Trent Gilliss, senior editor
Seeking apology is a punitive urge. Asking someone to be sorry for what they’ve done may be asking that the other, the one who abused or hurt us in some way, understands the consequence of their misbehavior. But it is also a way of asking them to bow down, to beg. You can’t ask someone to beg with love in your heart.
— Mary Cody, from her essay reflecting on our show, “Desmond Tutu’s God of Surprises.”
Trent Gilliss, senior editor
Is my life any different since I became a Jesuit? Oh, yes. The rules of obedience, from the structure of the day to this assignment at the Vatican, have put me under constraints I did not have before, but they’re constraints of my choosing, which, like the rules of a sonnet, give me a framework to create a wonderfully fulfilled life.
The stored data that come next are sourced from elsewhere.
PR #3258, opened 2017-12-03
Add new ore preference system, to allow oredict outputs to use a specific mod if available

KnightMiner:
As originally discussed in #2884, this adds the feature to choose a preference for oredict outputs. For example, adding Immersive Engineering to the top of the list will cause IE copper and steel to be used for outputs over Thermal Expansion or Chisel blocks.

### DIFF
--- a/src/main/java/slimeknights/tconstruct/common/config/Config.java
+++ b/src/main/java/slimeknights/tconstruct/common/config/Config.java
@@ -18,6 +18,7 @@ import java.util.List;
 import slimeknights.mantle.pulsar.config.ForgeCFG;
 import slimeknights.tconstruct.TConstruct;
 import slimeknights.tconstruct.library.Util;
+import slimeknights.tconstruct.library.utils.RecipeUtil;
 
 public final class Config {
 
@@ -45,6 +46,10 @@ public final class Config {
   public static double oreToIngotRatio = 2;
   public static String[] craftingStationBlacklist = new String[] {
       "de.ellpeck.actuallyadditions.mod.tile.TileEntityItemViewer"
+  };
+  private static String[] orePreference = {
+      "minecraft",
+      "tconstruct"
   };
   //public static List<String> craftingStationBlacklist = Collections.emptyList();
 
@@ -193,7 +198,11 @@ public final class Config {
       craftingStationBlacklist = prop.getStringList();
       propOrder.add(prop.getName());
 
-
+      prop = configFile.get(cat, "orePreference", orePreference);
+      prop.setComment("Preferred mod ID for oredictionary outputs. Top most mod ID will be the preferred output ID, and if none is found the first output stack is used.");
+      orePreference = prop.getStringList();
+      RecipeUtil.setOrePreferences(orePreference);
+      propOrder.add(prop.getName());
     }
     // Worldgen
     {
--- a/src/main/java/slimeknights/tconstruct/common/config/Config.java
+++ b/src/main/java/slimeknights/tconstruct/common/config/Config.java
@@ -49,7 +49,12 @@ public final class Config {
   };
   private static String[] orePreference = {
       "minecraft",
-      "tconstruct"
+      "tconstruct",
+      "thermalfoundation",
+      "forestry",
+      "immersiveengineering",
+      "embers",
+      "ic2"
   };
   //public static List<String> craftingStationBlacklist = Collections.emptyList();
 
--- a/src/main/java/slimeknights/tconstruct/library/MaterialIntegration.java
+++ b/src/main/java/slimeknights/tconstruct/library/MaterialIntegration.java
@@ -1,14 +1,12 @@
 package slimeknights.tconstruct.library;
 
 import net.minecraft.block.Block;
-import net.minecraft.item.ItemStack;
 import net.minecraft.item.crafting.IRecipe;
 import net.minecraftforge.fluids.Fluid;
 import net.minecraftforge.fluids.FluidRegistry;
 import net.minecraftforge.oredict.OreDictionary;
 import net.minecraftforge.registries.IForgeRegistry;
 
-import java.util.List;
 import slimeknights.tconstruct.TConstruct;
 import slimeknights.tconstruct.common.config.Config;
 import slimeknights.tconstruct.library.materials.Material;
@@ -145,14 +143,7 @@ public class MaterialIntegration {
   private void registerRepresentativeItem() {
     // also set the representative item
     if(material.getRepresentativeItem().isEmpty() && representativeItem != null && !representativeItem.isEmpty()) {
-      List<ItemStack> ore = OreDictionary.getOres(representativeItem, false);
-      if(!ore.isEmpty()) {
-        ItemStack itemStack = ore.get(0).copy();
-        if(itemStack.getMetadata() == OreDictionary.WILDCARD_VALUE) {
-          itemStack.setItemDamage(0);
-        }
-        material.setRepresentativeItem(itemStack);
-      }
+      material.setRepresentativeItem(representativeItem);
     }
   }
 
--- a/src/main/java/slimeknights/tconstruct/library/smeltery/OreCastingRecipe.java
+++ b/src/main/java/slimeknights/tconstruct/library/smeltery/OreCastingRecipe.java
@@ -4,56 +4,44 @@ import net.minecraft.init.Blocks;
 import net.minecraft.item.ItemStack;
 import net.minecraftforge.fluids.Fluid;
 import net.minecraftforge.fluids.FluidStack;
+import net.minecraftforge.oredict.OreDictionary;
+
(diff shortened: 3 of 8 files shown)


src/main/java/slimeknights/tconstruct/common/config/Config.java
```diff
@@ -46,6 +47,10 @@ private Config() {
   public static String[] craftingStationBlacklist = new String[] {
       "de.ellpeck.actuallyadditions.mod.tile.TileEntityItemViewer"
   };
+  private static String[] orePreference = {
+      "minecraft",
+      "tconstruct"
```
bonii-xx: Should probably put some more defaults here so people don't get chisel for copper etc. by default. TE always is a good fit ("thermalfoundation" I think), and immersive engineering.

src/main/java/slimeknights/tconstruct/library/MaterialIntegration.java
```diff
@@ -145,14 +143,7 @@ public void integrate() {
   private void registerRepresentativeItem() {
     // also set the representative item
     if(material.getRepresentativeItem().isEmpty() && representativeItem != null && !representativeItem.isEmpty()) {
-      List<ItemStack> ore = OreDictionary.getOres(representativeItem, false);
```
bonii-xx: Wondering what the impact of existing mods is for that. Like XU2 that adds materials. Or IE.

src/main/java/slimeknights/tconstruct/library/smeltery/OreCastingRecipe.java
```diff
@@ -4,42 +4,56 @@
...
+import slimeknights.tconstruct.library.utils.RecipeUtil;
 
 /**
  * A casting recipe that takes its output from an oredict entry.
  * Used for ingot casting etc.
  */
 public class OreCastingRecipe extends CastingRecipe {
 
+  /** @Deprecated use oreName instead */
+  @Deprecated
```
bonii-xx: I wonder if it wouldn't be better if we made a new class for this, and deprecated the old class. Seems a bit cleaner, but less compatible (although I hope nobody casts to that class without checking for instance first..)

src/main/java/slimeknights/tconstruct/library/utils/RecipeUtil.java
```diff
@@ -0,0 +1,86 @@
...
+import java.util.List;
+import java.util.Map;
+import java.util.Optional;
+
+import net.minecraft.item.ItemStack;
+import net.minecraft.util.NonNullList;
+import net.minecraftforge.oredict.OreDictionary;
+import slimeknights.mantle.client.CreativeTab;
+
+public class RecipeUtil {
```
bonii-xx: final

src/main/java/slimeknights/tconstruct/library/utils/RecipeUtil.java
```diff
@@ -0,0 +1,86 @@
...
+   * @param oreName  String to check
+   * @param items    Items to search
+   */
+  private static void cachePreference(String oreName, List<ItemStack> items) {
+    // search through each preference name, finding the first item for the name
+    ItemStack preference = null;
+    for(String mod : orePreferences) {
+      Optional<ItemStack> optional = items
+          .stream()
+          .filter(stack -> !stack.isEmpty() && stack.getItem().getRegistryName().getResourceDomain().equals(mod))
```
bonii-xx: anyMatch()
btw I can strongly recommend https://medium.com/@tagir_valeev/use-stream-api-simpler-or-dont-use-it-at-all-ea0a44a4b1ff
Very useful for stream stuff

src/main/java/slimeknights/tconstruct/library/utils/RecipeUtil.java
```diff
@@ -0,0 +1,86 @@
...
+
+  /**
+   * Gets the preferred ore for the given oredict name
+   * @param oreName  Oredictionary key
+   * @return  The preferred ItemStack, or ItemStack.EMPTY if the name is empty
+   */
+  public static ItemStack getPreference(String oreName) {
+    // if we found one before, use that
+    if(preferenceCache.containsKey(oreName)) {
+      return preferenceCache.get(oreName).copy();
```
bonii-xx: Very good

src/main/java/slimeknights/tconstruct/library/utils/RecipeUtil.java
```diff
@@ -0,0 +1,86 @@
...
+    }
+    // if we found no preference, just use the first available stack
+    if(preference == null) {
+      preference = items.get(0);
+    }
+
+    // ensure we do not return a wildcard value
+    if(preference.getMetadata() == OreDictionary.WILDCARD_VALUE) {
+      NonNullList<ItemStack> subItems = NonNullList.create();
+      preference.getItem().getSubItems(CreativeTab.SEARCH, subItems);
```
bonii-xx: Is that Serverside-Safe?

bonii-xx:
Looks good overall, just a few details I'm pondering on. I'll leave them to your discretion.

src/main/java/slimeknights/tconstruct/library/MaterialIntegration.java
KnightMiner: With the way I set it up, if they manually set the item there is no change since thats what the old code did with the ore names. If they use an oredict name will be the only changes, but they did not have control over that before anyways

src/main/java/slimeknights/tconstruct/library/smeltery/OreCastingRecipe.java
KnightMiner: I considered that, though I was not sure what to name it.

src/main/java/slimeknights/tconstruct/library/utils/RecipeUtil.java
KnightMiner: Yes, it is now since one of the 1.12 builds. Might need to double check if that was 1.12.1 only though...

src/main/java/slimeknights/tconstruct/library/utils/RecipeUtil.java
KnightMiner: We used that in some of the model stuff, didn't we. Only downside is we would have to cache if we got no result, if that is acceptable

src/main/java/slimeknights/tconstruct/common/config/Config.java
bookerthegeek: Industrial Craft would also be a good fit in this list

src/main/java/slimeknights/tconstruct/library/MaterialIntegration.java
bonii-xx: Ok, great

src/main/java/slimeknights/tconstruct/library/smeltery/OreCastingRecipe.java
bonii-xx: OreCastingRecipe2, OreCastingRecipeNew, BetterOreCastingRecipe, UseThisInsteadOfTheOldOneOreCastingRecipe, the terrible possibilities are endless!
I guess yours or maybe SmartOreCastingRecipe or possibly even just OreDictCastingRecipe.. hrm.

src/main/java/slimeknights/tconstruct/library/utils/RecipeUtil.java
bonii-xx: No, the remaining code would have to be adjusted to fit a single call, but that's just some code reordering. You already cache the first oredict entry in your code, it'd just require to move all the remaining code (aka get oredict items) into the cache method.

src/main/java/slimeknights/tconstruct/library/utils/RecipeUtil.java
bonii-xx: Nice. I'm not up to date with 1.12+ changes.

src/main/java/slimeknights/tconstruct/library/utils/RecipeUtil.java
KnightMiner: Looking into It, I guess I can just return null from thay function if the item does not exist (so no cache) then use Map.getOrDefault to return ItemStack.EMPTY if the result is null.

KnightMiner:
Pushed some commits addressing the concerns

While testing after making some of these, I noticed an issue with our JEI integration which relates to this. It seems because of the way JEI now handles validations (on load instead of when viewing recipes), our empty OreCastingRecipes still show (and by extendsion empty PreferenceCastingRecipes).

According to mezz, it should be safe to just not load those recipes if they are empty by the time JEI loads as the oredict should be stable by then, though if I do that would it make sense to also cache the empty results from the preferences or leave those uncached?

—from Brother Astronomer: Adventures of a Vatican Scientist by Brother Guy Consolmagno
Nancy Rosenbaum, associate producer
…I want to beg you, as much as I can, dear sir, to be patient toward all that is unsolved in your heart and to try to love the questions themselves like locked rooms and like books that are written in a very foreign tongue. Do not now seek the answers, which cannot be given you because you would not be able to live them. And the point is, to live everything. Live the questions now. Perhaps you will then gradually, without noticing it, live along some distant day into the answer.
—from Letters to a Young Poet by Rainer Maria Rilke (translation by M.D. Herter Norton), which was cited by Jacqueline Novogratz in her interview with Krista for next week’s program, “A Different Kind of Capitalism.”
Trent Gilliss, online editor
I look back at the fork in my road and often wonder if I should have, could have, taken the vocational, farming route. But, at the time, nobody valued that route. Everyone valued ‘education.’
— Michael Sanchez, a chemical engineer living in upstate New York who grew up on a farm in east Texas, in his lovely reflection on “The Meaning of Intelligence.”
Trent Gilliss, online editor
All things have a home: the bird has a nest, the fox has a hole, the bee has a hive. A soul without prayer is a soul without a home…Such a home is prayer. Continuity, permanence, intimacy, authenticity, earnestness are its attributes. For the soul, home is where prayer is…How marvelous is my home. I enter as a supplicant and emerge as a witness; I enter as a stranger and emerge as next of kin. I may enter spiritually shapeless, inwardly disfigured, and emerge wholly changed.
— from the essay “On Prayer” by Abraham Joshua Heschel
Joseph Coen, a listener in Valley Stream, New York, wrote to us with a similar version of this Heschel quote. Coen first encountered Heschel’s words on a prayer card he received at a retreat, and they continue to speak to him years later. For me, Heschel’s reflections on prayer resonated with our New Year’s weekend broadcast, “Approaching Prayer” featuring musician Anoushka Shankar, writer/translator Stephen Mitchell, and religion scholar Roberta Bondi.
Nancy Rosenbaum, associate producer
I saw it as a sign from God that this was the right thing to do.